Like his classmates, Mr. Bendix has grown up in a society that functions on the unproven, unexamined premises that opportunity in America is scarce as a Saharan oasis and that a young person's future is irrevocably determined by the choice of college. Nobody in secondary education or college admissions applauds the stressful result, and the way it has deformed youth from a time of trial and error to one of workaholic obsession, but most feel unable to avoid it, except at presumed peril to themselves.

''One of the questions the colleges ask us is, 'Has the student taken the strongest program available?''' said James Conroy, a post-high school counselor at New Trier. ''And that's a question you need to answer. Summer school has become part of this constant positioning. It's a treadmill you're on and if you don't do what everyone else does, you'll be left behind. At least that's the perception.''

At the other end of the pipeline, Wylie Mitchell, the dean of admissions at Bates College in Lewiston, Me., said ruefully of summer school: ''It's part of the frenzy. Families are grasping at everything they perceive to be a possible plus in the admissions equation.''

So the bright and motivated children of suburban Chicago's prosperous North Shore spend their summers at the lab table or the computer terminal in New Trier, rather than being a lifeguard, bagging groceries or otherwise decompressing. If anything, New Trier's academic bent to summer school predates the current trend by several decades. As far back as the 1970's, nearly half the school's pupils were enrolling in the session.

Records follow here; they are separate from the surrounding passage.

PR #4344, opened 2020-02-22
update features docs with bittorrent v2

arvidn:


docs/features.rst
```diff
@@ -17,12 +17,44 @@ desktops. It boasts a well documented library interface that is easy to
...
+`BEP 52`_). BitTorrent V2 introduces a new format for .torrent files, whish is
+smaller than the original format.
+
+1. Files are organized in a directory structure, instead of listing full paths.
+   Torrents that have a lot of files in deep directory structures will use a lot
+   less space to represent that structure in a v2 torrent.
+
+2. Piece hashes are organized in a merkle hash trees per file, and only the
+   roots of the trees are included in the .torrent file. The actual hashes are
+   delivered by peers.
```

Some students today take required classes over break not to enhance their college applications but to open more time in their fall or spring schedules for music or art courses they adore. Purely pedagogically, the summer school program here has much to recommend it. Its long periods and sharpened focus allow New Trier's faculty to function like college professors conducting seminars.

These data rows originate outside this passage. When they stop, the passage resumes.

PR #4353, opened 2020-02-27
explore not expanding unspecified addresses

arvidn:


FranciscoPombal:
What is this intended to fix/improve and how does it impact BEP 45 compliance?

arvidn:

Intentionally or not, the nearly year-round schedule also addresses one of the major criticisms of American schools: that the academic calendar is too short and that students spend the summer forgetting half of what they just finished learning.

Still, the stakes have risen notably in the last 10 or 20 years, according to both Mr. Conroy and Dr. Henry Bangser, superintendent of the New Trier district. Twice as many New Trier students now apply annually to the most selective colleges and twice as many sit for the Advanced Placement exams in various subjects. The rankings published by U.S. News & World Report have rewarded colleges for, among other things, admitting the smallest possible number of an increasing pool of applicants.

By taking major classes in summer school, New Trier students can fill their regular schedule with the maximum number of honors or advanced-placement classes, culminating in the national Advanced Placement exams. Or they can lavish undivided attention on one especially challenging summer class in pursuit of an A. Dozens of students from outside the district on the North Shore, a few from as far as 30 miles away, seek places in New Trier's summer program.

Back in the early 1990's, Dr. Bangser said, his daughter was a star student at New Trier and decided not to take summer school because ''she'd worked so hard during the year that she wanted to get away from it.'' In today's climate, he said, she would be hard-pressed to avoid it.

If there is a voice of reason to be heard on the subject, it just may belong to Susan Sperling, a 15-year-old who wrote about the summer-school phenomenon for the sophomore class's newspaper. ''School and summer are merged for many people,'' she said in an interview. ''It's a long time to keep studying. It's school, more school and no break. It can create a burnout.''

While she comes from a typically accomplished New Trier family -- both parents are lawyers, and her father is an Amherst alumnus -- Miss Sperling has heeded her own counsel. This summer, she said, she is playing with her pet dog, Sasha. And, oh, yes, she is taking one course: driver's ed.